I found out about the charity, CoppaFeel!, shortly after starting treatment and I read all about their mission to prevent the late detection of breast cancer, raising awareness in younger people about the signs and symptoms of breast cancer and the importance of checking their boobs/pecs, knowing their bodies and knowing what to do if any changes happen.  I knew that I wanted to be involved with this in some way to use my story in a positive way.  I signed up to become a volunteer – a boobette as we are more widely known, and even though I dislike public speaking and have always had a lack of confidence, I have spent the last 8 years reminding thousands of people to check their chests!

The boobette programme aims to educate and raise awareness all over the UK by visiting schools, workplaces, community groups etc and I know that many lives have been saved from early detection and treatment.
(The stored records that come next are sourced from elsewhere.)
PR #4204, opened 2026-08-12
feat(dapps): add Mingle Chat to the dapps list

hankolious:
Adds **Mingle Chat** to the dapps list so that the sign-in dialog shows the app's name and logo instead of a globe and a bare domain.

### What it is

An end-to-end encrypted messenger running on the Internet Computer — frontend and backend are both canisters. Messages use a Double Ratchet; the initial key exchange is post-quantum (X-Wing hybrid KEM) and bootstrapped through vetKD, so a new contact can be reached before they have ever been online. Beyond 1:1 chats there are groups with sender keys, public communities, voice messages, images and files, and 1:1 voice calls over WebRTC. ICRC-1/ICRC-2 transfers are sent straight from a chat.

**Internet Identity is the only sign-in method.**

### Why two auth origins

Users reach the app under the custom domain `https://chat.mingleberrymedia.com`, but the app pins

```js
derivationOrigin: "https://ncgu7-eyaaa-aaaad-qmaza-cai.icp0.io"
```

so that principals stay stable across both addresses (the canister URL remains reachable as well). Both origins are therefore listed, in the same way as the existing `distrikt` and `NeuronPool` entries. `https://chat.mingleberrymedia.com` is listed in the app's `/.well-known/ii-alternative-origins`.

### Assets

`mingle-chat_logo.webp`, 128×128 with transparency, 6.6 kB — within the size range of the existing logos.

### Checks

Ran the two assertions from `dapps.test.ts` against the modified list: the logo resolves in `$lib/icons`, and every entry (including the new one) has at least one valid `authOrigins` entry. The JSON parses and the diff is limited to the appended entry.

| | |
|---|---|
| Website | https://chat.mingleberrymedia.com |
| Frontend canister | `ncgu7-eyaaa-aaaad-qmaza-cai` |
| Backend canister | `nfhsl-jaaaa-aaaad-qmazq-cai` |

Happy to adjust the wording, the one-liner or the artwork.


sea-snake:

PR #4205, opened 2026-08-12
feat(dapps): add Mingle Cloud Migrator to the dapps list

hankolious:
Adds **Mingle Cloud Migrator** to the dapps list so that the sign-in dialog shows the product's name and logo instead of a globe and a bare domain.

### What it is

A migration tool that reads an existing Web2 codebase and rebuilds it on the Internet Computer — backend, database, auth, files and frontend as Motoko canisters. Customers sign in with **Internet Identity** to run and manage their migrations.

### Auth origin

The app is served from `https://migrator.mingleberrymedia.com` and does **not** pin a `derivationOrigin`, so that single origin is the one Internet Identity sees. No canister URL is listed because none serves the app.

### Logo

`mingle-cloud-migrator_logo.webp`, 128×128, 2.4 kB.

The mark is placed on a light tile instead of being shipped with transparency. The dapp card renders the logo on `bg-bg-primary_alt`, which follows the theme, and the lower half of this particular mark is near-black — on a dark background it would disappear. The tile keeps it readable either way; `rounded-xl` on the `img` still applies.

### Checks

Ran the two assertions from `dapps.test.ts` against the modified list: the logo resolves in `$lib/icons`, and every entry has at least one valid `authOrigins`. The JSON parses and the diff is limited to the appended entry.

Same contributor as #4204 (CLA already signed).


sea-snake:

PR #4209, opened 2026-08-12
test(be): regression coverage for DKIM From-header forgery in email recovery

sea-snake:
## Why
Email recovery could be tricked into treating a genuinely DKIM-signed message as coming from a *different* mailbox in the same signing domain, by carrying two mailboxes in the `From:` header — either as an address-list, or smuggled via an embedded `\r\n` that expands into a second canonical header line while the original signature stays valid. Because DKIM for a shared-domain provider (e.g. Gmail) only proves "some user at this domain sent this," an attacker holding an ordinary signed message from their own account at that domain could resolve the verified sender to a *victim's* address and complete anonymous recovery for the victim's anchor — account takeover with no victim interaction.

The exploitable path was closed in #4203, which routes `From:` extraction through the strict RFC 5322 single-mailbox parser (rejecting address-lists and multi-line values). That fix currently rests on a refactor with only light unit coverage; this PR adds explicit regression tests so it cannot silently regress.

## What
- **Unit** — `extract_from_address` rejects a CRLF-spliced `From:` with `AddressMismatch`; and a byte-equality assertion showing the spliced message reproduces the honest message's DKIM signed-input, documenting *why* the forged message kept a valid signature.
- **Integration (PocketIC)** — reproduces the full attack: anonymous `email_recovery_prepare_delegation` claiming the victim's address, plus a genuinely-signed email whose `From:` is spliced to resolve to the victim. Asserts the flow ends in `Failed(AddressMismatch)`, never reaches `RecoveryReady`, and mints no delegation. A negative control confirms honest single-mailbox recovery still succeeds.

Verified the integration test reaches `RecoveryReady` (i.e. fails) against the pre-fix build and passes against current `main`.

No production code changes — regression coverage only.

### DIFF
--- a/src/internet_identity/src/email_inbound/smtp.rs
+++ b/src/internet_identity/src/email_inbound/smtp.rs
@@ -1162,9 +1162,12 @@ mod tests {
         use serde_bytes::ByteBuf;
 
         // A DKIM-Signature covering From:To (order matters for the hash
-        // input). Tag values other than `h=` are irrelevant to
-        // build_header_hash_input, which only canonicalises the listed
-        // headers plus the signature header with `b=` blanked.
+        // input). Its other tag values (d=, s=, bh=, ...) are arbitrary
+        // only because the *same* DKIM-Signature value is reused for both
+        // the honest and forged messages: build_header_hash_input
+        // canonicalises the signature header itself (with `b=` blanked)
+        // into the signed bytes, so those tags do contribute — identically
+        // on both sides.
         let dkim_value = "v=1; a=rsa-sha256; c=relaxed/relaxed; d=example.com; \
                           s=sel; h=From:To; bh=MTIzNDU2; b=YWJj";
         let sig = crate::dkim::parse_dkim_signature(dkim_value).expect("parse DKIM-Signature");
--- a/src/internet_identity/src/email_inbound/smtp.rs
+++ b/src/internet_identity/src/email_inbound/smtp.rs
@@ -1121,6 +1121,105 @@ mod tests {
         ));
     }
 
+    #[test]
+    fn extract_from_rejects_crlf_spliced_header() {
+        // A `From:` value carrying a second mailbox smuggled behind an
+        // embedded CRLF must not resolve to that second mailbox — it is
+        // not a single mailbox, so
+        // extraction fails closed. Before the single-mailbox parser
+        // this returned the *last* angle-bracket pair, i.e. the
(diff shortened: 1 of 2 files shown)


src/internet_identity/src/email_inbound/smtp.rs
```diff
@@ -1121,6 +1121,105 @@ mod tests {
...
+        // (asserted above), not in the signature check.
+        use internet_identity_interface::internet_identity::types::smtp::{
+            SmtpHeader, SmtpMessage,
+        };
+        use serde_bytes::ByteBuf;
+
+        // A DKIM-Signature covering From:To (order matters for the hash
+        // input). Tag values other than `h=` are irrelevant to
+        // build_header_hash_input, which only canonicalises the listed
+        // headers plus the signature header with `b=` blanked.
```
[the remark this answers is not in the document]
sea-snake: Good catch — you're right, the signature header is canonicalised into the hash input, so those tags do contribute (identically on both sides here, since the same DKIM-Signature value is reused). Fixed the comment in 5bf3c85.

src/internet_identity/tests/integration/email_recovery.rs
```diff
@@ -1784,6 +1784,245 @@ fn fake_dkim_dns_response(txt: &[u8]) -> Vec<u8> {
...
+        &env,
+        canister_id,
+        internet_identity_interface::internet_identity::types::email_recovery::EmailRecoveryGetDelegationArgs {
+            nonce: challenge.nonce,
+            session_key,
+            expiration,
+        },
+    )
+    .expect("get_delegation call failed")
+    .expect("delegation should be retrievable for honest recovery");
```
MRmarioruci, line 2025:
```suggestion
    .expect("delegation should be retrievable for honest recovery");
    
    verify_delegation(&env, user_key, &signed_delegation, &env.root_key().unwrap());
    assert_eq!(signed_delegation.delegation.pubkey, session_key);
    assert_eq!(signed_delegation.delegation.expiration, expiration);
```

MRmarioruci (approved):

src/internet_identity/tests/integration/email_recovery.rs
sea-snake: Good call — done in d870d3d. Bound the returned delegation, and it now verifies against the root key plus asserts `pubkey == session_key` and the matching expiration, so the control proves a valid, correctly-bound delegation rather than just an Ok. Re-ran the integration test green.

PR #4210, opened 2026-08-13
fix(fe): redirect ICRC-25 authorize from legacy domains to id.ai

sea-snake:
# Motivation

A dapp that points the new ICRC-25 transport at a legacy domain — for example `identityProvider: "https://identity.ic0.app/authorize"` instead of the default `https://id.ai/authorize` — kept the user on that domain for the entire sign-in. Everything appeared to work, so nothing surfaced the misconfiguration.

The passkey created that way is scoped to the primary origin's RP ID (`getRpId()` returns `id.ai` on a related origin), but it is recorded with `window.location.origin`, i.e. the legacy domain. On **Access methods** that passkey then shows a "Legacy" badge and the message "This legacy passkey is no longer usable and should be removed" — about the passkey the user is currently signed in with. Removing it is blocked at the same time, so the user is told to delete a working passkey and prevented from doing so.

`/authorize` was the one path excluded from the primary-origin redirect, on the assumption that redirecting would break the ICRC-29 channel. It doesn't. The client posts `icrc29_status` with a `*` target origin, filters incoming messages by source window rather than by origin, and *learns* the signer origin from the handshake response — so a redirect before the handshake completes is invisible to it, and the resulting principal is unchanged (derivation uses the dapp's origin and the II canister, not the domain serving II).

Redirecting *after* the handshake would break it: the client pins the signer origin at that point, ignores responses from the new one, and closes the window when its disconnect timeout elapses. The redirect previously ran in the root layout's `onMount`, which happens *after* the authorize layout establishes the channel in `$effect.pre` — so simply removing the exclusion would have been a race.

# Changes

- Moved the primary-origin redirect out of the root layout's `onMount` into the client `init` hook (`src/frontend/src/hooks.client.ts`), where it runs before any component mounts and therefore before the channel is established. Extracted it to `src/frontend/src/lib/utils/primaryOrigin.ts`.
- Removed `/authorize` from the list of paths kept on the current origin. Every other exclusion is unchanged:
  - `/` + `#authorize` — the legacy transport carries the request across its own redirect and bounces the response back to the legacy origin.
  - `/self-service` — links to itself on every related origin so passkey behaviour can be diagnosed per domain; redirecting would defeat its purpose.
  - `/vc-flow`, `/iframe/webauthn`, `/callback` — all verified to create no passkeys.
- The root layout keeps the page hidden while a redirect is in flight, as before.
- Dropped the `cli.id.ai` special case, which rewrote every hit on that host to `/cli` on the primary origin. The domain is intentionally retired, so its e2e test, the test's helper, and the dev server host entry go with it. `CLI_GENERIC_DERIVATION_ORIGIN` keeps its value — it is a derivation origin seed rather than a served domain, and changing it would change the principal of every generic CLI sign-in.

This stops new passkeys from being stamped with a legacy origin. It does not repair passkeys already created that way — that needs a separate change to rewrite the `origin` metadata on successful authentication at the primary origin, plus recording the RP origin rather than `window.location.origin` at creation time.

# Tests

Added an e2e case to `routes/authorize/legacy.spec.ts`, run against both legacy domains, that drives the ICRC-25 transport at `<legacy domain>/authorize` and asserts:

- the authorize window ends up on the primary origin,
- authorization completes and the dapp receives a valid principal,
- the newly created passkey's `origin` is the primary origin.

The second assertion is what catches a regression in the redirect timing: a client that never completes its handshake would hang rather than fail an assertion.

Removed `cli.spec.ts`'s "cli.id.ai redirects to id.ai/cli" test along with the behaviour it covered.

### DIFF
--- a/src/frontend/src/lib/utils/primaryOrigin.ts
+++ b/src/frontend/src/lib/utils/primaryOrigin.ts
@@ -36,7 +36,7 @@ export const redirectToPrimaryOrigin = (): boolean => {
   if (primaryOrigin === undefined || window.location.origin === primaryOrigin) {
     return false;
   }
-  const { pathname, search, hash, host } = window.location;
+  const { pathname, search, hash } = window.location;
   // Legacy AuthClient, the legacy transport carries the request across the
   // redirect itself and bounces the response back to this origin.
   if (pathname === "/" && hash === "#authorize") {
@@ -46,9 +46,7 @@ export const redirectToPrimaryOrigin = (): boolean => {
     return false;
   }
   const target = new URL(primaryOrigin);
-  // cli.id.ai serves only the CLI authorize entry point, every hit there
-  // lands on /cli on the primary origin, regardless of path.
-  target.pathname = host === "cli.id.ai" ? "/cli" : pathname;
+  target.pathname = pathname;
   target.search = search;
   target.hash = hash;
   redirecting = true;
--- a/src/frontend/src/lib/utils/primaryOrigin.ts
+++ b/src/frontend/src/lib/utils/primaryOrigin.ts
@@ -1,0 +1,57 @@
+import { getPrimaryOrigin } from "$lib/globals";
+
+// Paths that must keep running on the origin they were loaded from.
+const KEEP_ON_CURRENT_ORIGIN = [
+  // Legacy verifiable credentials
+  "/vc-flow",
+  // Support page, it links to itself on every related origin so passkey
+  // behaviour can be diagnosed per domain
+  "/self-service",
+  // WebAuthn iframe used for migration
+  "/iframe/webauthn",
+  // OpenID callback, the redirect_uri is registered per origin
+  "/callback",
+];
+
+let redirecting = false;
+
+/**
+ * Whether {@link redirectToPrimaryOrigin} has started a redirect, used to keep
+ * the page hidden instead of flashing this origin's render before it commits.
+ */
+export const isRedirectingToPrimaryOrigin = (): boolean => redirecting;
+
+/**
+ * Send the page to the primary origin when it was loaded from a related one.
+ *
+ * Called from the client `init` hook, before any component mounts, so it runs
+ * before the authorize layout establishes the ICRC-29 channel in `$effect.pre`.
+ * That ordering is load bearing: the client learns the signer origin from the
+ * handshake response, so a redirect before the handshake is invisible to it,
+ * while a redirect after it leaves the client pinned to the previous origin
+ * until its disconnect timeout closes the window.
+ */
+export const redirectToPrimaryOrigin = (): boolean => {
+  const primaryOrigin = getPrimaryOrigin();
+  if (primaryOrigin === undefined || window.location.origin === primaryOrigin) {
+    return false;
+  }
+  const { pathname, search, hash, host } = window.location;
+  // Legacy AuthClient, the legacy transport carries the request across the
+  // redirect itself and bounces the response back to this origin.
+  if (pathname === "/" && hash === "#authorize") {
+    return false;
+  }
+  if (KEEP_ON_CURRENT_ORIGIN.includes(pathname)) {
+    return false;
+  }
+  const target = new URL(primaryOrigin);
+  // cli.id.ai serves only the CLI authorize entry point, every hit there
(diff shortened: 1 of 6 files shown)


src/frontend/src/lib/utils/primaryOrigin.ts
```diff
@@ -0,0 +1,57 @@
...
+  }
+  const target = new URL(primaryOrigin);
+  // cli.id.ai serves only the CLI authorize entry point, every hit there
+  // lands on /cli on the primary origin, regardless of path.
+  target.pathname = host === "cli.id.ai" ? "/cli" : pathname;
+  target.search = search;
+  target.hash = hash;
+  redirecting = true;
+  window.location.replace(target);
+  return true;
```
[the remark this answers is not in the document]
sea-snake: Changed to `target.href` in 6b58f68f8 — agreed on consistency with the `.href` call site in `transport/legacy.ts`.

One correction though: this did type-check. `lib.dom.d.ts` declares `replace(url: string | URL): void`, and `npm run check` passed with 0 errors both before and after. So the change is for consistency, not to fix a type error.

vite.config.ts
```diff
@@ -80,7 +80,6 @@ export default defineConfig(({ command, mode }): UserConfig => {
                   {
                     hosts: [
                       "id.ai",
-                      "cli.id.ai",
```
MRmarioruci, line 83: Why was this removed?

sea-snake: It's mentioned in the PR description change list:

> Dropped the cli.id.ai special case, which rewrote every hit on that host to /cli on the primary origin. The domain is intentionally retired, so its e2e test, the test's helper, and the dev server host entry go with it. CLI_GENERIC_DERIVATION_ORIGIN keeps its value — it is a derivation origin seed rather than a served domain, and changing it would change the principal of every generic CLI sign-in.

TL;DR The frontend was adapted to serve the `cli.id.ai` domain and redirect it to `id.ai/cli` for backwards ICP CLI compatibility, but this was never used or needed in the end. So it's removed here to avoid unnecessary dead code.

MRmarioruci (approved):

src/frontend/src/lib/utils/primaryOrigin.ts
```diff
@@ -0,0 +1,55 @@
...
+ */
+export const redirectToPrimaryOrigin = (): boolean => {
+  const primaryOrigin = getPrimaryOrigin();
+  if (primaryOrigin === undefined || window.location.origin === primaryOrigin) {
+    return false;
+  }
+  const { pathname, search, hash } = window.location;
+  // Legacy AuthClient, the legacy transport carries the request across the
+  // redirect itself and bounces the response back to this origin.
+  if (pathname === "/" && hash === "#authorize") {
```
aterga, line 42: Are we sure this path and hash apply _only_ to the legacy auth client? 

FYI, I'm still finding a lot of recently-built apps that direct users to /#authorize

src/frontend/src/lib/utils/primaryOrigin.ts
```diff
@@ -0,0 +1,55 @@
...
+/**
+ * Whether {@link redirectToPrimaryOrigin} has started a redirect, used to keep
+ * the page hidden instead of flashing this origin's render before it commits.
+ */
+export const isRedirectingToPrimaryOrigin = (): boolean => redirecting;
+
+/**
+ * Send the page to the primary origin when it was loaded from a related one.
+ *
+ * Called from the client `init` hook, before any component mounts, so it runs
```
aterga, line 27: Not a great idea to summarize where the function is called from, since call sites are not and cannot be the responsibility of the callee.

Instead, explain in what cases this calling the function makes sense conceptually.

aterga (approved):

src/frontend/src/lib/utils/primaryOrigin.ts
sea-snake: Yes, only legacy AuthClient. Those apps are unfortunately not using latest AuthClient :(

src/frontend/src/lib/utils/primaryOrigin.ts
sea-snake: Given this function is intended to be used in a specific place and strongly tied to that flow, I think an exception to that rule is the better approach here.

PR #21, opened 2025-04-25
update ontologies/science HTTP

### LINKED ISSUE #18: Eliminate use of pre-shared key
Depends on https://github.com/canvas-medical/canvas-plugins/pull/529

beaugunderson:
fixes #18

### DIFF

I’ve done presentations, events and festivals talking boobs, I’ve even taken part in a trip to Spain to skinny dip with 100 other women all being supportive of one another!  I did my first (and probably not last) trek with them last year to the Scottish Highlands and have met some really great friends through the charity.

If you could give a piece of advice to anyone reading this, what would it be?

Check your boobs!! Regularly. Get to know your body so that you will know if anything changes and get it checked out.

Also know that everyones are different.  We all have wonky melons – some are just wonkier than others! (buy the fab tshirt to remind you!)